Many countries do not collect social identity information on a lot of their surveys. They aren’t even asking if survey respondents are from immigrant populations or people coming from war-torn countries. They don’t ask about race or ethnicity. They don’t ask about sexual orientation.

Things are changing, but more work needs to be done.

So, bias-based bullying is something that the U.S. is teaching everyone else?

Absolutely. The U.K. is the only other leader in this space. The U.K. has always been at the forefront of LGBTQ+ rights and homophobia, but less so race and ethnicity. But I think the U.S. leads the field in bias-based approaches and identifying systems of oppression.

U.S.-based researchers do a great job, a better job on bias-based bullying, bullying that arises from homophobia, racism… Many of the countries whose researchers will come to this event don’t even ask about race and ethnicity in their surveys. We’re leading the field in that way.

The reason some countries measure homophobic bullying or measure sexual violence is because of our work here in the U.S.

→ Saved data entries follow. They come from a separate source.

PR #401, opened 2021-07-15
base: wayland: weston: Installing weston-screenshooter

munoz0raul:
To add the possibility of capture a screenshot with (super + s),
    weston-screenshooter needed to be installed.

### DIFF
--- a/meta-lmp-base/recipes-graphics/wayland/weston_%.bbappend
+++ b/meta-lmp-base/recipes-graphics/wayland/weston_%.bbappend
@@ -1,0 +1,1 @@
+FILES_${PN} += " ${bindir}/weston-screenshooter "


ricardosalveti:
This one is adding a commit from a previous PR, need to clean it up.

munoz0raul:
Could you check if now it is correct?

ricardosalveti:
This one might not be needed as it is already packaged at weston-examples, so just make sure you're installing that package.

`./packages-split/weston-examples/usr/bin/weston-screenshooter`

munoz0raul:
Should it be added as default in the lmp Wayland distro? Or should we allow users to choose if it is really necessary?

ricardosalveti:
> Should it be added as default in the lmp Wayland distro? Or should we allow users to choose if it is really necessary?

I would prefer the user to add when needed, since this tool is quite specific to a particular use case.

PR #404, opened 2021-07-27
base: wayland: weston-init: Add $OPTARGS

munoz0raul:
- Some devices do not launch weston without the input device connected.
  Looks like the configuration on weston.ini [core] require-input=bool
  is not the same as --continue-without-input.
  According to this issue, it will be fixed in the next version:
  https://gitlab.freedesktop.org/wayland/weston/-/merge_requests/524

Signed-off-by: Raul Muñoz <raul@foundries.io>


ricardosalveti (approved):
LGTM

PR #405, opened 2021-07-27
base: wayland: weston-init: Uncomment Assignments

munoz0raul:
meta-freescale implements a function to uncomment assignments like

This function is just available if meta-freescale is included.
The commit will duplicate the function and add the set
INI_UNCOMMENT_ASSIGNMENTS for x11 wayland distro regardless of
the board.

Tested with and without meta-freescale.

Signed-off-by: Raul Muñoz <raul@foundries.io>


ricardosalveti (approved):
LGTM

PR #408, opened 2021-07-30
base: lmp: add support for ETC_GROUP_MEMBERS

ricardosalveti:
Currently a normal user is unable to change the group list for a user
based on normal tooling (e.g. useradd/usermod), as the main group file
is provided by nss-altfiles (ro - /usr/lib/group) and not by /etc/group.

Follow the same solution as done in rpm-ostree and define a list of
groups that should be mirrored from /usr/lib/group to /etc/group when
creating the image. This should be used for groups that are commonly
changed by the user at runtime (e.g. when adding a new user) such as
audio, sudo and video. Build time groups and users can stay at
nss-altfiles (getgrent will do a merge based on what is configured in
nsswitch.conf).

Reference change from rpm-ostree:
https://github.com/coreos/rpm-ostree/commit/9a2007389337c61c152ea6e89575436e4fe5b1c0


angolini (approved):

Tim-Anderson (approved):
LGTM

PR #423, opened 2021-09-03
Migrating am64xx evm to scr-fit

ricardosalveti:


Tim-Anderson (approved):
After finally getting to the bottom of the failure, i.e. changing SD cards, this patch set works correctly. LGTM

PR #425, opened 2021-09-13
bsp: u-boot-xlnx: deploy u-boot config used by the build

igoropaniuk:
```
Deploy the u-boot configuration that was used during the build
process as it's done by default now for u-boot-fio,
as it might be useful as reference later.

```

### DIFF
--- a/meta-lmp-base/recipes-bsp/u-boot/u-boot-fio-common.inc
+++ b/meta-lmp-base/recipes-bsp/u-boot/u-boot-fio-common.inc
@@ -21,6 +21,7 @@ B = "${WORKDIR}/build"
 do_configure[cleandirs] = "${B}"
 
 require recipes-bsp/u-boot/u-boot.inc
+require recipes-bsp/u-boot/u-boot-lmp-common.inc
 
 # Support additional u-boot classes such as u-boot-fitimage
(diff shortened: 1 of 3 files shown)


igoropaniuk:
@ricardosalveti this is just the same as:
```
ommit 37b99ff14d2f6073a40b053d2421b0fa2ec8bded
Author: Ricardo Salveti <ricardo@foundries.io>
Date:   Wed Oct 28 22:44:35 2020 -0300

    base: u-boot-fio-common: deploy u-boot config used by the build
    
    Also deploy the u-boot configuration that was used during the build
    process, as it might be useful as reference later on (as it gets stored
    by our CI service).
    
```

igoropaniuk:
as an option we can move that to the common include (and inlude it in both u-boot-fio and u-boot-xilinx), to avoid code duplication

ricardosalveti:
> as an option we can move that to the common include (and inlude it in both u-boot-fio and u-boot-xilinx), to avoid code duplication

Yeah, that would be better, because we also got other u-boot recipes that could also use such include file.

igoropaniuk:
@ricardosalveti done

ricardosalveti (approved):
LGTM

PR #426, opened 2021-09-14
Update main kernel to 5.14, and update LTS to track 5.10 instead of 5.4.

ricardosalveti:


ricardosalveti:
@MrCry0 I updated our main kernel branch (and respective tracking branches), removing most patches we had on 5.4, simplifying our upstream tracking process for it.

We now have https://github.com/foundriesio/linux/commits/tracking-fio-arm-5.14, https://github.com/foundriesio/linux/commits/tracking-fio-misc-5.14 and https://github.com/foundriesio/linux/commits/tracking-fio-imx-5.14:
 * tracking-fio-arm-5.14: backports for isp1760 (all already in 5.15) + quirk for n1sdp that upstream already refused, so nothing to be done from our side
 * tracking-fio-misc-5.14: we need to align with @ldts here, but the one patch we have is to leverage optee (the TA we also track in our fork) for providing RNG. I know there was an effort in optee to make a generic TA for RNG, we just need to do a follow up to understand if something we can drop as we update our optee as well.
 * tracking-fio-imx-5.14: please also align with @ldts on the one patch we have, I don't remember exactly why we needed the caam clocks to be stay enabled.

vanmaegima (approved):

MrCry0 (approved):
LGTM

Tim-Anderson (approved):
LGTM

PR #1695, opened 2021-06-14
Fusetools 3481 use specific camel xsd versions

apupier:
use specific xsd versions:
- 2.17.7 xsd for Fuse 6 templates
- 2.21.5 for Fuse 7.0+ and 7.6-
- 2.23.3 for Fuse 7.7+

it avoids to have "latest" to be picked that corresponds to Camel 3.x and which no whave incompatible changes


bfitzpat (approved):
I always wished there was a better way to do this than specifying the version in the schema url, but hey I can't change the world. :) Seems to build green and be happier

lhein (approved):

PR #1712, opened 2021-09-06
FUSETOOLS-3504 - use registry.redhat.io for Fuse 7.9

apupier:
given that anonymous access seems to have been moved from
registry.access.redhat.com to registry.redhat.io


djelinek:
Hi @apupier I found one more occurrence here - https://github.com/jbosstools/jbosstools-fuse/blob/843f157c586c07cc2ddcf99561612c83a59010cd/editor/plugins/org.fusesource.ide.projecttemplates/template-sources/simple/ose/simple-ose-log-springboot-fuse7.9/pom.xml#L94 , do we need modify also this url to be safe?

apupier:
> do we need modify also this url to be safe?

I do not know but we need to check. Seems high probability that we should modify it too

djelinek (approved):

lhein (approved):

PR #1749, opened 2021-12-23
Fusetools 3545 add to wizard

apupier:


apupier:
merging without review as he is on PTo and it will allow to have Fuse 7.10 support in January instead of April (or even later)

PR #1761, opened 2022-03-01
FUSETOOLS-3611 - Upgrade wsdl2rest internal lib to fuse 7.10.1

apupier:


apupier:
the wsdl2rest feature will be removed https://github.com/jbosstools/jbosstools-fuse/pull/1762 so no need to upgrade

PR #1766, opened 2022-03-02
Convert projects to Maven projects

apupier:
it will ease import of projects in a new workspace


apupier:
project is no more maintained for quite some time now

PR #1775, opened 2022-05-17
FUSETOOLS-3649 - remove org.jboss.tools.common.jaxb

apupier:
the idea is to use built-in jaxb functionalities which should be now
compatible with Java 11+. Also we do not have to be compatible with Java
8 anymore


apupier:
several failures with error:
```
java.lang.NoClassDefFoundError: javax/xml/bind/annotation/XmlElementDecl
	at org.jboss.tools.fuse.transformation.core.model.xml.XmlModelGeneratorIT.generateFromInstanceWithMultipleNamespaces(XmlModelGeneratorIT.java:91)
Caused by: java.lang.ClassNotFoundException: javax.xml.bind.annotation.XmlElementDecl cannot be found by org.jboss.tools.fuse.transformation.core_11.15.0.v20220517-0952
	at org.jboss.tools.fuse.transformation.core.model.xml.XmlModelGeneratorIT.generateFromInstanceWithMultipleNamespaces(XmlModelGeneratorIT.java:91)
```

transformation/plugins/org.jboss.tools.fuse.transformation.core/META-INF/MANIFEST.MF
```diff
@@ -20,8 +20,12 @@ Require-Bundle: org.eclipse.core.runtime;bundle-version="3.11.0",
  org.fusesource.ide.foundation.core;bundle-version="10.0.0",
  org.fusesource.ide.foundation.ui;bundle-version="10.0.0",
  org.fusesource.ide.camel.editor;bundle-version="10.0.0",
- org.jboss.tools.common.jaxb;resolution:=optional,
  org.fusesource.ide.jsonschema2pojo-0.4.13;bundle-version="11.10.0"
+Import-Package: com.sun.codemodel,
+ com.sun.tools.xjc.api,
```
apupier, line 25: this is currently provided from embedded libs jaxb-xjc from org.jboss.tools.common.jaxb.

Not sure what is replacing it, seems the jakarta.xml.bind is not providing it.
There is also an old org.jboss.tool.locus.jaxb-xjc but I think we do not want to have locus anymore.

So which other bundle?

@sbouchet any ideas?

sbouchet: you're correct, both packages were provided by common.jaxb, coming from one single jar : 
jaxb-xjc-2.2.6.jar

as it's not part of any current p2 repo, i just suggest to introduce it back to this bundle directly as it seems it's the only usage ? ( and export it for your other bundle that need it ) 
it should be easy as copy/paste from common.jaxb :
						<artifactItem>
							<groupId>com.sun.xml.bind</groupId>
							<artifactId>jaxb-xjc</artifactId>
							<version>2.2.6</version>
						</artifactItem>

add it to the existing copy-deps and you should be good to go.

also, when maven repo will be available in JBossTools TP, it will be simple to get from central: 
https://mvnrepository.com/artifact/com.sun.xml.bind/jaxb-xjc

apupier: - it is used in 2 other bundles jsonschemapojo and o.j.t.f.transformation.core.editor
- Requires to upgrade to jaxb-xjc 2.3.3 as the bundle jakarta.xml.bind is 2.3.3 and is incompatible with 2.2.6
- Needed to add a lot more of import-packages

see https://github.com/jbosstools/jbosstools-fuse/pull/1775/commits/c3f1cf1667989565ded46605f21977f58972b4d1

djelinek (approved):

sbouchet (approved):
Well done !

PR #1792, opened 2022-10-11
FUSETOOLS2-3665 - fix deployment to Karaf

apupier:
- changed only for latest versions of examples to limit things to be tested. Maybe we can live with the regression for older versions as there are workarounds and the JBoss Tools is not part of the support. users can stick with older version of CodeReady Studio for older Fuse version?
- the maven-bundle-plugin on Camel fuse supported version is 3.5.1 https://github.com/jboss-fuse/camel/blob/f96b861d57b660710011110c991a37e272c1186d/parent/pom.xml#L488 but only 5.x contains a fix. So we have not aligned version. In theory, it is affecting only the build and not the runtime so should be fine.
- The m2e connector which was working before was in version 0.8.1 (sonatype.tycho), it was overriding the maven-bundle-plugin embedded m2e connector configuration. Unfortunately, this sonatype.tycho has been abandoned and is not working with latest Eclipse 2022-09 (incompatible with M2e 2.x)
- note that an extra configuration must be provided to have incremental build generating the Manifest.mf correctly.


apupier:
this PR will fix the problem for newly created project. For exiting one, still need to modify the pom.

joshiraez (approved):

PR #1795, opened 2022-10-27
FUSETOOLS-3666 - filter DataFormats Based on Runtime Specific Catalog In

apupier:
Details Section

given that the EIPs are providing potential dataformats without care of the runtime specific context


apupier:
on hold awaiting answer to know if it is a correct solution at functional level, I.e. that the dataformats must be filtered https://chat.google.com/room/AAAA57qndy4/pJLr2nMMxe8

apupier:
these dataformats are in fact supported and should nto be filtered out. Reported https://issues.redhat.com/browse/ENTESB-20175

PR #424, opened 2025-08-06
Send session id as part of Payload + allow multiple runs. 

soulFood5632:
Send `session_id` as part of the output payload. 

Critically: 
- Added a new method to session object `payload()` to create a payload of intrest
- Modified the logic in the info object so the outputted json includes both the session_id and properly traversed the tree for all potential insertion requests

### DIFF
--- a/packages/railtracks/src/railtracks/state/info.py
+++ b/packages/railtracks/src/railtracks/state/info.py
@@ -35,7 +35,7 @@ class ExecutionInfo:
         self.stamper = stamper
 
     @classmethod
-    def default(cls, session_id: str) -> ExecutionInfo:
+    def default(cls) -> ExecutionInfo:
         """Creates a new "empty" instance of the ExecutionInfo class with the default values."""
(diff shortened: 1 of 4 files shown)


packages/railtracks/src/railtracks/state/info.py
```diff
@@ -133,58 +156,40 @@ def graph_serialization(self) -> str:
...
-                "steps": self.all_stamps,
-            },
+                "session_id": session_id,
+                "name": info.name,
+                "run_id": str(uuid.uuid4()),
+                "nodes": info.node_forest.to_vertices(),
+                "edges": info.request_forest.to_edges(),
+                "steps": _get_stamps_from_forests(
+                    info.node_forest, info.request_forest
+                ),
```
jbueza-railtownai, line 175: cc @mbrailtown @tlou006railtown for visibility, we will be receiving session_id and run_id in the agent runs soon!

PR #467, opened 2025-08-08
122 Failed type conversion returns default

soulFood5632:
## What does this add?

Previously if the a type conversion failed it would return a simple string that caused further issues. Instead we should just return the initial type and hope for the best. 

## Type of changes

### Code Quality

### Testing

### Documentation

### Git & PR Management

### Breaking Changes

---

### DIFF
--- a/packages/railtracks/tests/integration_tests/library/test_function.py
+++ b/packages/railtracks/tests/integration_tests/library/test_function.py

Much like we’ve had to look at our history in the U.S., Australia is also doing this. I’ve been researching homophobic name-calling and what now white people would call “racialized bullying,” which I don’t even like to call it that. It’s racism. We’ve been studying that for over 20 years.

As [other countries] can inform us on the intervention end, we can expand their thinking about that world of bullying in terms of racism, homophobia, and how sexual harassment is the precursor to sexual violence. And my work has shown that.

The U.S. seems to have many more school-based violence problems than other countries. How much does bullying play into that?

Well, we also know that there are a lot of kids who are bullied that don’t engage in school shootings, right? Of the kids in K-12 schools, 15% are chronically victimized by bullying.

What we do know though is that, and I have to say this because people don’t talk about it, suicide is violence. It is violence turned inward. And so one way to frame this is to say: If we do not attend to the climate that perpetuates bias-based bullying and victimization and marginalization and ostracization and lack of connectedness, we’re not only going to continue to see the increases of suicidal ideation, depression, mental health challenges, there is a likelihood that we’re going to continue to see the suicide rate climb. And those kids will get younger and younger. This also takes into account that we have limited mental health access for kids and very few schools have mental health-based programs. The research shows this.

Maybe more to the point in your question, there is a reason to believe that there will be less connectedness in schools, but I can’t link it to school shootings because there’s just too many kids who are victimized and don’t do that.

We know from a Secret Service report that we’ve had, at the time I last saw, 138 mass shootings, many of them school shootings. I think they’ll start analyzing those data, but bullying is one predictor of kids engaging in school violence, whether that’s bringing a knife for protection or a gun for protection. We know we have guns on campus — largely because kids want to protect themselves in middle schools and high schools.

If you look at Ron Astor’s work out of UCLA, they have a lot of guns in Los Angeles Unified School District, and those guns are largely for protection because of victimization.

What additional opportunities do you see for this gathering?

I think this World Anti-Bullying Forum is going to be critical because we’re also going to have to talk about the consequences of this global pandemic. By the time people submit their abstracts, I think enough data will exist that we see a COVID lens on some of them.

I think there is some fear that, because school districts around the world were so focused on finding their kids and getting them back into school, there hasn’t been a lot of bullying prevention or social emotional learning or attention paid to school climate.

When you have 50% of kids in L.A. who are truant, you’re spending a lot of time chasing those kids down. Some kids went home and don’t want to come back. They don’t know how to interact with other kids.

How are we going to teach them social skills? Some kids can’t do basic social interactions, so I think we’ll be looking into that, too.